Lula ainda voltou a criticar as sanções à Cuba, à semelhança do que já havia feito na cúpula do G77 em Havana.
Em contraste com a delegação brasileira do ano passado, diversas pessoas foram até a bancada brasileira para cumprimentar Lula no intervalo após o discurso do americano Joe Biden, que o sucedeu. O brasileiro tirou fotos e abraçou outros participantes da Assembleia.
Antes de Lula, o secretário-geral da ONU, António Guterres, com quem o presidente se encontrou na manhã desta terça, discursou. O português também defendeu uma reforma do Conselho de Segurança, pauta histórica do Itamaraty.
Lula chegou a Nova York na noite de sábado (16) e deve voltar ao Brasil na quarta (20). A longa estadia contrasta com a de Bolsonaro, que passou menos de 24 horas na cidade no ano passado.

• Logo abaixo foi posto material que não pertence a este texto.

PR #1550, opened 2018-02-20
Remove image upload description

### LINKED ISSUE #1527: Title and description on image upload should be added with the image tag
When you upload an image there's space for an (optional) title and description. Where does this content go? imgur?

I expected it to be added as part of the image markdown?

GitHawk Upload by gingerbeardman

<details>
<pre>
Version 1.18.0 (1518216007)
Device: iPhone 6s (iOS 11.2.5)
TestFlight: false
</pre>
</details>

jamuc:
Fixes #1527

## What this does
* Remove the description text field
* When a title is set, use it as alt text
* When return on keyboard is tapped, close keyboard
* Increase size of image view
screen shot 2018-02-20 at 14 17 11

### DIFF
--- a/Classes/Image Upload/ImageUpload.storyboard
+++ b/Classes/Image Upload/ImageUpload.storyboard
@@ -4,7 +4,6 @@
         <adaptation id="fullscreen"/>
     </device>
     <dependencies>
-        <deployment identifier="iOS"/>
         <plugIn identifier="com.apple.InterfaceBuilder.IBCocoaTouchPlugin" version="13772"/>
         <capability name="documents saved in the Xcode 8 format" minToolsVersion="8.0"/>
     </dependencies>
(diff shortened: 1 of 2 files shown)


jamuc:
Side note, could also remove the white spaces above and below the image

BasThomas:
> Side note, could also remove the white spaces above and below the image

That would be nice, I think. And then just leave the white spaces in case of a vertical image? Or maybe use the background color?

rnystrom:
I think the white exists because it’s a grouped table view. Otherwise you see the separators awkwardly.

Honestly could probably just remove the table view entirely, it’s a very simple view.

I’m almost more in favor of killing this view entirely.

- Check if we can upload images
- Show the picker
- Upload after you select an image

Something to think about

jamuc:
@rnystrom You mean you wouldn't bother even allowing the user to set a title?

rnystrom:
@jamuc nope, I'd rather edit the image alt text myself in the markdown

SD10:
There is a ton of wasted space here. I think a picker would look much better. Maybe we could even do something like display a collection view/picker under the text input bar (like slack)

rnystrom:
@SD10 that’d be ideal, tho we don’t need to block this PR on it. I’d love to bake that into `MessageViewController` if possible!

rnystrom:
@SD10 that’d be ideal, tho we don’t need to block this PR on it. I’d love to bake that into `MessageViewController` if possible!

rnystrom:
That might have actually been some sort of bug. I got an error in app and resent it. Didn’t realize it sent twice! 😱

O discurso do petista foi feito em um contexto de crescentes críticas à ONU e de competição com outros fóruns multilaterais, como o recém-ampliado Brics, grupo de países emergentes, e o G20, fórum das maiores economias do mundo.

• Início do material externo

PR #1577, opened 2018-02-24
Fixing overlap content after react menu on comment.

### LINKED ISSUE #1391: Overlapping content
Not sure how this happened. I was trying to like the comment and it didn't work, so I then tapped the content to expand it and the emoji thing stayed where it was. 

Imgur

<details>
<pre>
Version 1.17.0 (1515261323)
Device: iPhone 6s (iOS 11.2.2)
TestFlight: true
</pre>
</details>

LucianoPAlmeida:
Hey guys 
This fixes #1391 :))


LucianoPAlmeida:
@rnystrom Should Bitrise CI be running? Remember you saying in a comment on other PR something about it :))

SD10:
Yeah, that's odd. According to [this comment](https://discuss.bitrise.io/t/building-forked-projects/3415/2) this should work

rnystrom:
Hmm this will totally reload everything in the section. I wonder if there’s a more elegant way to do this? What if we just invalidate the layout?

LucianoPAlmeida:
@rnystrom I've tried this 
```swift 
        collectionContext?.invalidateLayout(for: self, completion: nil)
```
But doesn't work, but I have no idea why my knowledge of IGListKit now is very very basic 😅

rnystrom:
@LucianoPAlmeida do you have a good grasp on what exactly is wrong and how this fixes it? I'm a little confused.

LucianoPAlmeida:
@rnystrom 
My stream of thought debugging this was 
The error only appears when the UIMenuController appears and disappears -> So it should be something UIMenuController does that mess up with the collection view graphical context/layout -> First I thought that it seems like a bug on UIMenuController with CollectionViews, but since I don't know the underlyings of how it is presented in the view hierarchy I could not assume that -> So just thought in after menu disappears relayout the cells -> Since the invalidateLayout doesn't work, I thought in just reload the cells and it works :)

LucianoPAlmeida:
@rnystrom What you think? It's possible that I'm missing something on the code? I'm still getting familiar with the codebase :)

LucianoPAlmeida:
Hey @rnystrom Took me a little time, but found that `collectionContext?.invalidateLayout(for: self, completion: nil)` work's I was just not calling it in the right place :))  
But now I think it is fixed :)) 
Sorry for the delay 😅

PR #1578, opened 2018-02-24
Removing #available conditionals

LucianoPAlmeida:
Hey guys :))
Since now the target deployment is iOS 11
Could these conditionals be removed?


rnystrom:
Yes! All of em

Sintoma disso, lideranças do primeiro escalão de China, Rússia e Índia não participam do evento, o que colocou o brasileiro na posição de "porta-voz" do chamado Sul Global em um encontro esvaziado. Do lado das potências, os EUA são o único dos cinco membros permanentes do Conselho de Segurança que serão representados no encontro por seu chefe de governo.

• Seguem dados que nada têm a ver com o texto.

PR #1583, opened 2018-02-25
SFSafariViewController pops up GitHub logout page

### LINKED ISSUE #1555: Sign in after sign out issue
First of all, thank you for with amazing project. @rnystrom 
I have an issue with `GitHawk` that I cannot sign in with other credentials after a sign out.
When I press the sign in button, the app shows the same profile as before without asking me to put the credentials.

I haven't checked the code thoroughly, but probably you are storing the `token` in the Keychain and not removing it after a sign out. This may cause the issue.

heshamsalman:
Closes #1555 

not a big fan of https://github.com/rnystrom/GitHawk/pull/1583/files#diff-9f0bae268086ea5dfc986d1a77f28abaR254 but it seemed the quickest way of dealing with the race condition of the dismiss animation


heshamsalman:
not a big fan of https://github.com/rnystrom/GitHawk/pull/1583/files#diff-9f0bae268086ea5dfc986d1a77f28abaR254 but it seemed the quickest way of dealing with the race condition of the dismiss animation

heshamsalman:
@rnystrom just calling `sessionManager.logout()` retains the credentials in the `SFSafariViewController` -- if user clicks the login button, they'll just automatically sign back into whatever user they had authenticated last time.

rnystrom:
Well butts. So how in the world are people supposed to use Oauth in iOS 11 apps and log out of their sessions w/out this ugly UX?

heshamsalman:
Could use `WKWebView` for login and get full access to the cookies, but that comes with its own set of baggage (setting up callbacks, etc)

PR #1589, opened 2018-02-26
[CHOR] Delete old bookmark model and cleanup folder structure

rizwankce:
While browsing the code via our app, found that we have some old model classes. So cleaning up with this PR.


heshamsalman:
:+1: 

I noticed that in #1583 as well, but might be a better bet to merge this because it's a different block of work than what's at the root of #1583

Nesse cenário, os dois presidentes estarão nos holofotes durante a semana, assim como o líder ucraniano, Volodimir Zelenski —com quem Lula se reúne na quarta-feira. A conversa com o ucraniano ocorre por volta das 17h (horário de Brasília), no hotel em que o brasileiro está hospedado.
A relação entre os dois é turbulenta. Em maio, houve uma tentativa de conversa durante o encontro do G7, mas que acabou frustrado. O lado brasileiro argumenta que ofereceu opções de horário a Zelenski, que não conseguiu comparecer a nenhuma. Os ucranianos atribuem a culpa a Brasília, que teria demorado a responder o pedido de reunião.